■ **TASK PROMPT**: Go over the records and copy every line with the string "radicale".

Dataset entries
PR #545, opened 2016-11-22
testing/radicale: fix permissions for config files

stwa:
Radicale is started as user radicale, so the config should be readable by this
user. Currently the config files aren't world readable, which makes the
application crash on startup.

### DIFF
--- a/testing/radicale/APKBUILD
+++ b/testing/radicale/APKBUILD
@@ -2,7 +2,7 @@
 # Maintainer: Natanael Copa <ncopa@alpinelinux.org>
 pkgname=radicale
 pkgver=1.1.1
-pkgrel=1
+pkgrel=2
 pkgdesc="A simple CalDAV (calendar) and CardDAV (contact) server"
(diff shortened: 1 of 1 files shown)


jirutka:
> Radicale is started as user radicale, so the config should be readable by this user.

Does these files contain some sensitive data like passwords? If so, then they should by owned by root:radicale and chmod 640. Otherwise root:root and 644 is okay.

stwa:
They don't, maybe if you configure it to use LDAP authentication and provide a bind password (which isn't necessary, depending on your LDAP config). Then the file should be owned by radicale. What do you think? Change it?

jirutka:
As I see at http://radicale.org/user_documentation/#idmain-configuration-file, it may contain credentials for database, right? Then I’d prefer to change it: `install -m640 -g radicale config "$pkgdir"/etc/radicale/`.

stwa:
I only know of ldap_password, but I set the group to radicale and pushed the change so it's always “good“ per default.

■ **WRITTEN ANSWER**:
testing/radicale: fix permissions for config files
Radicale is started as user radicale, so the config should be readable by this
--- a/testing/radicale/APKBUILD
+++ b/testing/radicale/APKBUILD
 pkgname=radicale
> Radicale is started as user radicale, so the config should be readable by this user.
Does these files contain some sensitive data like passwords? If so, then they should by owned by root:radicale and chmod 640. Otherwise root:root and 644 is okay.
They don't, maybe if you configure it to use LDAP authentication and provide a bind password (which isn't necessary, depending on your LDAP config). Then the file should be owned by radicale. What do you think? Change it?
As I see at http://radicale.org/user_documentation/#idmain-configuration-file, it may contain credentials for database, right? Then I’d prefer to change it: `install -m640 -g radicale config "$pkgdir"/etc/radicale/`.
I only know of ldap_password, but I set the group to radicale and pushed the change so it's always “good“ per default.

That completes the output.